Rimbunnya pohon menghalangi sinar matahari sehingga suasana terasa sejuk meski jarum jam menunjukkan pukul satu siang.
Di teras rumah, empat wanita sibuk menorehkan lilin menggunakan canting ke kain mori.
Lilin panas berwarna cokelat keemasan dijerang di atas wajan kecil, diambil menggunakan canting lalu ditorehkan ke pola di atas kain.
“Goresan di sini bisa lebih halus, karena udara di sini dingin,” kata Partinah, Ketua Kelompok Batik Tulis GWP, Selasa, 23 April 2024.
Udara yang dingin, lanjutnya, bisa membuat malam atau lilin lebih mudah menempel di kain dengan bentuk garis tipis.
“Terkenalnya batik tulis sini memang alusan, karena coretan malam bisa tipis,” kata dia.
Partinah menunjukkan beberapa motif yang terus dijaga kelestariannya sebagai ciri khas Batik Girilayu, yakni motif monumen Tri Dharma, Motif Manggis, dan Motif Durian.
Tiga motif tersebut menjadi ciri khas batik tulis dari Desa Girilayu, Matesih, Karanganyar sejak beratus tahun silam.
Proses pembuatan batik tulis yang dilakukan di kelompok GWP juga menggunakan bahan alami.
“Untuk pewarnaan kami menggunakan bahan alami, ada kayu secang, daun indigo, dari dulu memang pakai yang alami,” kata dia.
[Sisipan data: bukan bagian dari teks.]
PR #753, opened 2023-12-22
Logical Traffic Rules and Speed Limit

lemmer-fzi:
Introduce a message for traffic rule information for logical lanes. The message is intended to be used by traffic participants to easily get information in traffic rules without having to process traffic signs or other additional information.

While this contains an implementation for a speed limit traffic rule the message is designes so that it can be extended with additional traffic rule types in the future.

### DIFF
--- a/osi_logicallane.proto
+++ b/osi_logicallane.proto
@@ -3,6 +3,7 @@ syntax = "proto2";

Batik Girilayu memang sudah eksis sejak sebelum Indonesia merdeka, tak heran jika penggunaan bahan alami jadi pilihan utama.
“Kalau dulu kan belum ada yang sintetis atau buatan kimia, jadi diajari sama mbah ya pakai secang, pakai ketapang, pakai indigo,” terangnya.
Penggunaan bahan alami terus dilestarikan Partinah bersama Kelompok Batik Tulis GWP hingga kini.